Studio album by Ed Sheeran
- Released: 29 September 2023
- Studio: Gingerbread (London); Narwhal (Chicago); The Dwelling (New York); Treehouse (Suffolk); Sonic Ranch (El Paso); Smilo (Orcas Island); The Schoolhouse (Gansevoort);
- Genre: Folk
- Length: 49:05
- Label: Gingerbread Man
- Producer: Aaron Dessner

Ed Sheeran chronology
| − (2023) | Autumn Variations (2023) | +−=÷× (Tour Collection) (2024) |

Singles from Autumn Variations
- "American Town" Released: 29 September 2023;

= Autumn Variations =

Autumn Variations is the seventh studio album by English singer-songwriter Ed Sheeran. It was released on 29 September 2023 through his record label, Gingerbread Man Records. All tracks on the album were solely produced by Aaron Dessner, except the track "Spring", which was produced by Dessner together with his twin brother Bryce. The album also serves as Sheeran's second project of 2023, following the May release of his previous album −, and is the first studio album for which he owns the copyright. Autumn Variations received mixed reviews from music critics and topped the charts the United Kingdom, Australia, Germany, Austria, and the Netherlands.

== Background ==
On 24 August 2023, Sheeran announced the album on social media, in which he said: "Last autumn, I found that my friends and I were going through so many life changes. After the heat of the summer, everything either calmed, settled, fell apart, came to a head or imploded". He also added: "My dad and brother told me about a composer called Elgar, who composed Enigma Variations, where each of the 14 compositions were about a different one of his friends. This is what inspired me to make this album".

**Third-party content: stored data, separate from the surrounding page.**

PR #692, opened 2019-11-06
GG-25039 Updates of REST tests.

vsisko:


MaxLosevskoy:
Ping

modules/clients/src/test/java/org/apache/ignite/internal/processors/rest/JettyRestProcessorAbstractSelfTest.java
```diff
@@ -2955,8 +2980,12 @@ public VisorGatewayArgument forNodes(Collection<ClusterNode> nodes) {
          * @return This helper for chaining method calls.
          */
         public VisorGatewayArgument arguments(Object... vals) {
-            for (Object val : vals)
-                put("p" + idx++, String.valueOf(val));
+            if (vals != null) {
```
akuznetsov-gridgain: What if `vals` will be empty array? May be we should use `!F.isEmpty(vals)` ?

modules/clients/src/test/java/org/apache/ignite/internal/processors/rest/JettyRestProcessorAbstractSelfTest.java
```diff
@@ -2955,8 +2980,12 @@ public VisorGatewayArgument forNodes(Collection<ClusterNode> nodes) {
...
+                for (Object val : vals)
+                    put("p" + idx++, String.valueOf(val));
+            }
+            else
+                put("p" + idx++, null);
```
MaxLosevskoy: Still NPE for
```
arguments("String", null);
```
We can go with the following:
```
for (Object val : vals)
                put("p" + idx++, val  == null ? null : String.valueOf(val));
```
or
```
for (Object val : vals)
                if (val == null){
                       throw new SomeMeaningfulException();
                }
                put("p" + idx++, String.valueOf(val));
```

modules/clients/src/test/java/org/apache/ignite/internal/processors/rest/JettyRestProcessorAbstractSelfTest.java
MaxLosevskoy: You'll get a link to memory section, e.g. _[I@2ff4acd0_, a default object behavior.

It was always like this in the past, is that wrong?

vsisko: Added checks on methods of VisorGatewayArtument class to prevent errors in time of test creation.
Some methods of VisorGatewayArtument are renamed.

modules/clients/src/test/java/org/apache/ignite/internal/processors/rest/JettyRestProcessorAbstractSelfTest.java
```diff
@@ -2949,43 +2976,48 @@ public VisorGatewayArgument forNodes(Collection<ClusterNode> nodes) {
...
-            for (Object val : vals)
-                put("p" + idx++, String.valueOf(val));
+        public VisorGatewayArgument addArguments(@Nullable Object... vals) {
+            if (idx == 3)
+                throw new IllegalStateException("Task argument class should be declared before adding of additional arguments. " +
+                    "Use VisorGatewayArgument.setTaskArgument first");
 
-            return this;
-        }
+            if (vals != null && F.isEmpty(vals))
```
akuznetsov-gridgain: Change to `if (F.isEmpty(vals)) ....` and move inside next if block.

vsisko: null value of vararg argument is not array with null value. It is null reference to array object.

The album is his first studio album released independently on his own label, Gingerbread Man Records. Sheeran said that there would be no singles or music videos released to promote the album, although one single, "American Town", was sent to Italian contemporary hit radio the same day as the album was released.

On 2 October 2023, the Fan Living Room Sessions edition of Autumn Variations was released. Each song was recorded live in a different fan's living room.

On 21 September 2023, Sheeran performed "American Town", "Magical", "Blue" and "Plastic Bag" during his Amazon Music Live concert; the performance of "Plastic Bag" was uploaded on YouTube on 26 September 2023. Several songs from Autumn Variations were also performed during the - Tour between July and September 2023, and during the +–=÷× Tour concert in Inglewood on 23 September 2023.

Five live acoustic videos of "American Town", "Plastic Bag", "Magical", "Blue", and "When Will I Be Alright" were uploaded on YouTube shortly after the album was released.

On 18 and 19 November 2023, Sheeran performed Autumn Variations in its entirety at the Royal Albert Hall, London.

== Critical reception ==

Autumn Variations received a score of 62 out of 100 on review aggregator Metacritic based on 6 critics' reviews, indicating "generally favorable" reception.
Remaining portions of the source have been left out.